Court Opinion

ID: 6019591
Source: CourtListenerOpinion
Date Created: 2022-01-13 11:41:01.879265+00
Date Added: 2024-06-11T08:50:43.097909
License: Public Domain

—Order unanimously modified on the law and as modified affirmed with costs to plaintiff in accordance with the following Memorandum: Supreme Court erred in denying plaintiffs motion for partial summary judgment on the first cause of action alleging a breach of fiduciary duty. Plaintiff established that defendant Marvin Epling was the president and chief executive officer of plaintiff and was fully responsible for overseeing the day-to-day operations, including sales, marketing, distribution, finance, manufacturing, and new product development.
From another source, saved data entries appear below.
PR #15389, opened 2022-07-15
fix(recording): Override configuration properties applied to 2.4 (closes #15388)

### LINKED ISSUE #15388: post_events_analytics_callback script fails the delivery
We noticed the delivery of events failing in Moodle due the encoding of JWT. It turned out that since the secret was moved to `/etc/bigbluebutton/bbb-web.properties` this feature must be broken. The current script still uses the one in `bigbluebutton.properties`, which makes the decoding to fail as the external app only knows the external secret.

jfederico:
Only applying the code currently available in 2.5+ to 2.4. For its inclusion if / when another release comes out.

### DIFF
--- a/record-and-playback/core/scripts/post_events/post_events_analytics_callback.rb
+++ b/record-and-playback/core/scripts/post_events/post_events_analytics_callback.rb
@@ -46,7 +46,7 @@ BigBlueButton.logger = logger
 
 options = {}
 OptionParser.new do |opts|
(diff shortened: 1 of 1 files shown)


antobinary:
Cross referencing: (if I understand correctly) This is a backport of https://github.com/bigbluebutton/bigbluebutton/pull/14930 to BBB 2.4

GuiLeme (approved):
LGTM!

Further, it is not disputed that Epling used company assets, including computers, personnel and resources, in the development of the product for which Epling later sought a patent.
In Cahill v Regan (5 NY2d 292), the Court of Appeals held that, where “an employee is hired to invent or is given the task of devoting his efforts to a particular problem, the resulting invention is the employee’s, and any patent obtained by the employee must be assigned to the other * * * On the other hand, an employee whose employment is ‘general’ is entitled to retain any patent which he procures and need not assign it to his employer, even though his employment ‘coverfs] a field of labor and effort in the performance of which the employee conceived the invention for which he obtained a patent’ ” (Cahill v Regan, supra, at 296, quoting United States v Dubilier Condenser Corp., 289 US 178, 187 [citations omitted]). In Great Lakes Press Corp. v Froom (695 F Supp 1440, 1446), the court carved out an exception to the rule enunciated in Cahill “where the employee is the President, Chief Executive Officer, and a Director of the corporation.” The basis for that exception is the fiduciary duty owed by the president and chief executive officer to the corporation. Under the circumstances of this case, the exception enunciated in Froom applies because Epling was not only the president and chief executive officer of plaintiff, but worked on the patent using plaintiffs employees and comput*960ers (cf., Radiant Energy Corp. v Roberts-Gordon, Inc., 225 AD2d 1025). Thus, Epling had a fiduciary duty to act in the best interest of plaintiff and not deprive it of any corporate opportunity (see, Great Lakes Press Corp. v Froom, supra; Grip Nut Co. v Sharp, 150 F2d 192, cert denied 326 US 742). (Appeals from Order of Supreme Court, Ontario County, Cornelius, J.—Summary Judgment.) Present—Denman, P. J., Hayes, Callahan and Fallon, JJ.